La poesía no sirve para nada[14].

 Lo que parece duda, es en realidad certeza; lo que parece efímero, encuentra, en realidad, su eternización. Es la situación moderna y nihilista de Enrique Lihn.



[1] Textos reunidos y transcritos por Pedro Lastra y Adrián Valdés.

[2] De la 2° Edición. Editorial Universitaria.

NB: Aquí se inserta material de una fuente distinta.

PR #4208, opened 2024-02-27
Stars

HigorPedroso:
[DEMO LINK](https://HigorPedroso.github.io/layout_stars/)
[TEST REPORT LINK](https://HigorPedroso.github.io/layout_stars/report/html_report/)

### DIFF
--- a/src/style.css
+++ b/src/style.css
@@ -25,3 +25,4 @@ body {
 .stars--5 .stars__star:nth-child(-n + 5) {
   background-image: url(images/star-active.svg);
 }
+
--- a/src/style.css
+++ b/src/style.css
@@ -1,4 +1,3 @@
-/* add styles here */
 body {
   margin: 0;
 }
--- a/src/style.css
+++ b/src/style.css
@@ -9,7 +9,7 @@ body {
 .stars__star {
   width: 16px;
   height: 16px;
-  background-image: url('images/star-active.svg');
+  background-image: url('images/star.svg');
   background-repeat: no-repeat;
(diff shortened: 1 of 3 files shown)


src/style.css
```diff
@@ -1 +1,39 @@
...
+  background-image: url('images/star.svg');
+}
+
+.stars--3 .stars__star:nth-child(n + 4) {
+  background-image: url('images/star.svg');
+}
+
+.stars--4 .stars__star:nth-child(n + 5) {
+  background-image: url('images/star.svg');
+}
```
EdPirro, line 39: This is a great implementation, but as a suggestion, the default behavior of stars should be inactive and adding the --N modifiers should activate the N first children of it, can you think of a way to invert your solution to follow this logic?

This is an important change (though not requested by the exercise, this is actually more of a personal suggestion) to improve your overall code maintainability and readability.
In this way it is way more complicated to understand what exactly the modifier does, but most importantly, imagine you now has to implement this logic for 10 stars; with this approach you'll have to change every single one of the classes to make sure it works as intended, the opposite approach would be able to reuse all the previous defined classes and simply add the remaining ones;

This is already a very long comment, if you have any questions please ask them in the qna chat

EdPirro (changes requested):
Great job, @HigorPedroso! I have only a small suggestion that I will actually request you to go through for I think you should be able to easily implement it, and it would be great for you to develop since early the mentality of creating as reusable and easy to maintain code as possible!

Other than that your solution solves the requirements perfectly 😊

Santiago, 1990. Pág. 64-65.

[3] Lastra, Pedro (1990). Conversaciones con Enrique Lihn. Santiago, Chile: Atelier Ediciones.

[4] El rol que cumplen las esculturas y la naturaleza en el cuadro de Max Klinger se puede concebir como la sustitución simbólica del falo.

[5] Giovanni Bellini. Annunciation, reverse of an organ shutter of S. María de Miracoli, Venice Academy.

[6] Introducción a la estética del vivac.

[7] Sacerdote satánico no absuelve a cualquiera.

[8] Bidart, el hotel de los carbonizados.

[9] Su limosna es mi sueldo dios se lo pague.

[10] De todas las desesperaciones.

[11] Un enfermo de gravedad.

[12] Casi cruzo la barrera.

[13] Estoy tratando de creer que creo.

[14] Lihn, Enrique. Escrito en Cuba. Ediciones Era, México, 1969.